* [Exercise objective]
Your task is to transcribe the data in full.

* [Data provided]
Segment Open

PR #850, opened 2025-06-13
Run ruff check UP012

moi15moi:
I simply runned the command: ruff check --select UP012 --fix
For more detail about UP012, see: https://docs.astral.sh/ruff/rules/unnecessary-encode-utf8/
ruff version used: 0.11.13


junkmd (approved):
This is easy to review and merge.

Segment Closed

* [Your response]
PR #850, opened 2025-06-13
Run ruff check UP012

moi15moi:
I simply runned the command: ruff check --select UP012 --fix
For more detail about UP012, see: https://docs.astral.sh/ruff/rules/unnecessary-encode-utf8/
ruff version used: 0.11.13


junkmd (approved):
This is easy to review and merge.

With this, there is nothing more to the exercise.